--- Work task ---
In the listing below, find each line that holds "requires" and list it.

--- Records provided ---

****

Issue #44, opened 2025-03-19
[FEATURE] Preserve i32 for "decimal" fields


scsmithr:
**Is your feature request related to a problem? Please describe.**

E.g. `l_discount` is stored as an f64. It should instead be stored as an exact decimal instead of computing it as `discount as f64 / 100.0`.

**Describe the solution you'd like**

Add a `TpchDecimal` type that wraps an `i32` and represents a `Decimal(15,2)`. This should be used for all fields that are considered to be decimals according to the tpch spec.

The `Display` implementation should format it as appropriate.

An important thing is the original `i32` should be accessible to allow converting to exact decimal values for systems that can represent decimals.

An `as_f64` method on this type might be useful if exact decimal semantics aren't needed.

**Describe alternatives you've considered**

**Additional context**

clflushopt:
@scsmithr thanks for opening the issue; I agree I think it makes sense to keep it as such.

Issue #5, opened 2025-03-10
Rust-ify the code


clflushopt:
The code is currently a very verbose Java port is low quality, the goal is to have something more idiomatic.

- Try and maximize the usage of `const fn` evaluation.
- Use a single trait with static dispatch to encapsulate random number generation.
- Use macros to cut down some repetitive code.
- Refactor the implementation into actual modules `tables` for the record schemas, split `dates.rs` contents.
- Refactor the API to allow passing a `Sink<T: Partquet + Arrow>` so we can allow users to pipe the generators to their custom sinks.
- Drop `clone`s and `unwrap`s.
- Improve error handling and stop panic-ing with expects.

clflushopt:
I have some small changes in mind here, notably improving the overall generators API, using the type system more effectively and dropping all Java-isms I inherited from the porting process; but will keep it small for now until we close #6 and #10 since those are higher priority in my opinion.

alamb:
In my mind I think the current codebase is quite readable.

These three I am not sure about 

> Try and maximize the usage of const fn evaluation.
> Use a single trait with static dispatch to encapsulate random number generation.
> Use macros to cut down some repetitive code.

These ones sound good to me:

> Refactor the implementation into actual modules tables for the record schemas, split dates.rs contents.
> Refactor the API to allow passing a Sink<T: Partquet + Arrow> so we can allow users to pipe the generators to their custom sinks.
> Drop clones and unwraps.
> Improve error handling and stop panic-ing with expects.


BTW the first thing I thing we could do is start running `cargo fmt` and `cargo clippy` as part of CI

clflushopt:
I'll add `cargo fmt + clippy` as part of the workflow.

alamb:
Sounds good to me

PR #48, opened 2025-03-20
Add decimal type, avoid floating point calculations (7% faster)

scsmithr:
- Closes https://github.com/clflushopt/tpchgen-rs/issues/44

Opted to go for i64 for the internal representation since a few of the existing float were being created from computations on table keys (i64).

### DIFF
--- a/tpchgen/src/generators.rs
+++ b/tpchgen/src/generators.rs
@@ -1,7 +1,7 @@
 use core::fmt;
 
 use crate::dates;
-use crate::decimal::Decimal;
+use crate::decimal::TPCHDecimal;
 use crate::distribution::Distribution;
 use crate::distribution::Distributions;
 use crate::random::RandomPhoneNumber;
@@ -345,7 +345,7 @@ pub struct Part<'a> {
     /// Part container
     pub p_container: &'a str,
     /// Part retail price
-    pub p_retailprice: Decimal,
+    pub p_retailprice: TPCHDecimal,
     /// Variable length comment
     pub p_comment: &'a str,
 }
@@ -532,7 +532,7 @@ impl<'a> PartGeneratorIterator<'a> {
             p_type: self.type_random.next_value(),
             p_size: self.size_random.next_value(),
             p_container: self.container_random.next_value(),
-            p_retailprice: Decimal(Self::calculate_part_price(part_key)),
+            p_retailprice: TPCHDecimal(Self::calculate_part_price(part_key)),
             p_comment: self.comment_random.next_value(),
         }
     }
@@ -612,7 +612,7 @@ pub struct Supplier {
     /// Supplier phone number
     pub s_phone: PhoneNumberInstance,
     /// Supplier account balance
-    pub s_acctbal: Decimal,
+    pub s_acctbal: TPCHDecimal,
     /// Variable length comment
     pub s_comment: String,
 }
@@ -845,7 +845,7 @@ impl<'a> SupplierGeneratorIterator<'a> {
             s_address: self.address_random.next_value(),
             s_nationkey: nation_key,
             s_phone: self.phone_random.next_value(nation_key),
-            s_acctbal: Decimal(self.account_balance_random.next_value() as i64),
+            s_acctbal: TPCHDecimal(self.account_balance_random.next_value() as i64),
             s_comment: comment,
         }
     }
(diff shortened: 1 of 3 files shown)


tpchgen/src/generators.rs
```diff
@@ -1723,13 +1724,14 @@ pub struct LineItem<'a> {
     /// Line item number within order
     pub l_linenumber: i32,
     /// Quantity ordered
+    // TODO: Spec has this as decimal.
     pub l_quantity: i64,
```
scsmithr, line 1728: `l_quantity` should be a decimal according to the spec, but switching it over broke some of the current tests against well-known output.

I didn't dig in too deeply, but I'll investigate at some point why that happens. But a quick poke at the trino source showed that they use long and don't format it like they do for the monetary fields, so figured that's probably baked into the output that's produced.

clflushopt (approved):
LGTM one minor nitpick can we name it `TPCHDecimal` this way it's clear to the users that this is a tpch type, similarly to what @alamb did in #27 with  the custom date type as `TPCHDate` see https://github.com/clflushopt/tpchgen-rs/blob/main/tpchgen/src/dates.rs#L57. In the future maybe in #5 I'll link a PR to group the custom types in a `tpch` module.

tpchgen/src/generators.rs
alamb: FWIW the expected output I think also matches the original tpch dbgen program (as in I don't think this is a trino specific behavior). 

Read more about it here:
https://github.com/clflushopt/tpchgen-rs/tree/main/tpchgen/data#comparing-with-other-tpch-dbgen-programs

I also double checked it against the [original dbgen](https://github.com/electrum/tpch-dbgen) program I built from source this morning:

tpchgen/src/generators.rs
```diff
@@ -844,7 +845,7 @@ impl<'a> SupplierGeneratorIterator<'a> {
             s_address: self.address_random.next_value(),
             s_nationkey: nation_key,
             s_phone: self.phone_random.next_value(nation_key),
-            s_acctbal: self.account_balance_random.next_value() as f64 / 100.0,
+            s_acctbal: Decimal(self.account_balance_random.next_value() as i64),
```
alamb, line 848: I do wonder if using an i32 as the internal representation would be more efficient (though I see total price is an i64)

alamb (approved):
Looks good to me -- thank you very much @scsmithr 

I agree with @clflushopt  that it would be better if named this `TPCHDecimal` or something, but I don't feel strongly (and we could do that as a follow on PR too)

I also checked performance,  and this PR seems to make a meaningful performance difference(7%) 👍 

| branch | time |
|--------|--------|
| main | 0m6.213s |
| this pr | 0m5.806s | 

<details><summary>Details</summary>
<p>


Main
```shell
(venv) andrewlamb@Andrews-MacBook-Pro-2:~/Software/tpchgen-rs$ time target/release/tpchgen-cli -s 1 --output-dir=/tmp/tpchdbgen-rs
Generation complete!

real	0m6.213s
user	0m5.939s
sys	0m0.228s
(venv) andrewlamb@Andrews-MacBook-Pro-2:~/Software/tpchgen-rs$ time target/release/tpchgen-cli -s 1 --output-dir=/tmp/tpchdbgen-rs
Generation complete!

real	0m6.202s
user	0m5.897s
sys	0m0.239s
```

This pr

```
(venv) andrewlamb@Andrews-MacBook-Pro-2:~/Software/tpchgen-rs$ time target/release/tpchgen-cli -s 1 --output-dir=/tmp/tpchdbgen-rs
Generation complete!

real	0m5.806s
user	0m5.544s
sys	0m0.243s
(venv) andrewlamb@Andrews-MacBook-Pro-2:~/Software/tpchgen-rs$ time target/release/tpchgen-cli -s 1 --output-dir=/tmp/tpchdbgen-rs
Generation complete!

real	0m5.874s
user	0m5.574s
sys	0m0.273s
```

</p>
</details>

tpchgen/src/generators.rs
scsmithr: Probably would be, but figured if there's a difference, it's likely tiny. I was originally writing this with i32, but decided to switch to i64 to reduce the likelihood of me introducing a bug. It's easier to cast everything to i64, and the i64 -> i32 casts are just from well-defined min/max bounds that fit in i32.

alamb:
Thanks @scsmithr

****

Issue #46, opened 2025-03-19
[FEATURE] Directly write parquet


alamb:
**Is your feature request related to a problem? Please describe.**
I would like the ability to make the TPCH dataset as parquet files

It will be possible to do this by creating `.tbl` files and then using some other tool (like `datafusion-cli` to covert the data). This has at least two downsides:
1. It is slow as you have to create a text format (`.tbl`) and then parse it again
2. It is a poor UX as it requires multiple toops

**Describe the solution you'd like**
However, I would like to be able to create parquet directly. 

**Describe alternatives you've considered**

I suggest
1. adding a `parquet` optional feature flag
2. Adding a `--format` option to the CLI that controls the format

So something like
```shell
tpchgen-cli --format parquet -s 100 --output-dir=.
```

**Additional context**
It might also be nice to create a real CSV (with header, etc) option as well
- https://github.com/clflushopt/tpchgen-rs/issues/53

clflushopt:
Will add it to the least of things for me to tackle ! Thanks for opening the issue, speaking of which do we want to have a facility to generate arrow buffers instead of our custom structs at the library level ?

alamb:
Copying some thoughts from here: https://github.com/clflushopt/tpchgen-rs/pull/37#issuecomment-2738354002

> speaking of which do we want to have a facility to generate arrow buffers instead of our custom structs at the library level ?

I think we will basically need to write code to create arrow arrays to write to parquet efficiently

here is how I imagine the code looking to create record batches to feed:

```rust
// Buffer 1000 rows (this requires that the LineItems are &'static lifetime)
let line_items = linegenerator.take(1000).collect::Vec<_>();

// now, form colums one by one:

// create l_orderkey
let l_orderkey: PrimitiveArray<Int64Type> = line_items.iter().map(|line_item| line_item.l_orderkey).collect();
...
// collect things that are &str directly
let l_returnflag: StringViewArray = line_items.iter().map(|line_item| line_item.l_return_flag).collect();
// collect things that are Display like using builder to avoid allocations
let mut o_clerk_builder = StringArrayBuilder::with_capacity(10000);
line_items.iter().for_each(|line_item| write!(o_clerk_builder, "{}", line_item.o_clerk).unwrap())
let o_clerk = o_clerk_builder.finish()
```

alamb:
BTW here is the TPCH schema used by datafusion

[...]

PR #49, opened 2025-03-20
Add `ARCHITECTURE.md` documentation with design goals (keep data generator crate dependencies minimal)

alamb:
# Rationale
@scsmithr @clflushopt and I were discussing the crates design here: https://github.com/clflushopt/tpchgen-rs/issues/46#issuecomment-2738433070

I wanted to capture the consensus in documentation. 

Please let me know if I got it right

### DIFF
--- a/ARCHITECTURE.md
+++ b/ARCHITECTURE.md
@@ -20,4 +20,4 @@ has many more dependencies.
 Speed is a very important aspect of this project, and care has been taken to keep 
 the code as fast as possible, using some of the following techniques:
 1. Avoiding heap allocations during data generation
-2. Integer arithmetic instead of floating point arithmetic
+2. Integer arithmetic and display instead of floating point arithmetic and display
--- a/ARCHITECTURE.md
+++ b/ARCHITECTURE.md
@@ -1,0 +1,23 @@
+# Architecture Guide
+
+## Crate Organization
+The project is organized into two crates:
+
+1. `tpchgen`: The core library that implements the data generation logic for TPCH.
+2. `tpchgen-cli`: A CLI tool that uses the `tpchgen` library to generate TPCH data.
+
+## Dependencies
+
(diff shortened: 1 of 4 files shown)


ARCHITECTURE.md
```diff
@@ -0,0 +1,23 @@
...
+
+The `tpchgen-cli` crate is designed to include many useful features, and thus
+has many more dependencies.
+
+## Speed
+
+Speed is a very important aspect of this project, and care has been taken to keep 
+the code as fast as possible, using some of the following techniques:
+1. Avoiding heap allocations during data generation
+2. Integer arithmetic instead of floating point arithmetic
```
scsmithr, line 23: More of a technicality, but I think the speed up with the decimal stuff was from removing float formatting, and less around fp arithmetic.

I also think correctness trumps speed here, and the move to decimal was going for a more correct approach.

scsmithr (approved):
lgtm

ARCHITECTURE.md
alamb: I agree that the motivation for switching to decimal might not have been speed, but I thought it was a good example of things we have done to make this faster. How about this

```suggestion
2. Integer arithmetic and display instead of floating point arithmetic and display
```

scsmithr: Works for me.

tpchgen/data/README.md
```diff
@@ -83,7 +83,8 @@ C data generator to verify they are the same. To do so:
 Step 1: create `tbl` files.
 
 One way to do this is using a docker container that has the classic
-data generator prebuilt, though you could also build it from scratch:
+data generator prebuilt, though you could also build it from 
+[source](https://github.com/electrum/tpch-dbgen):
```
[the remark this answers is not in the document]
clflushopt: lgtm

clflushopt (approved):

****

--- Expected output ---
2. It is a poor UX as it requires multiple toops
// Buffer 1000 rows (this requires that the LineItems are &'static lifetime)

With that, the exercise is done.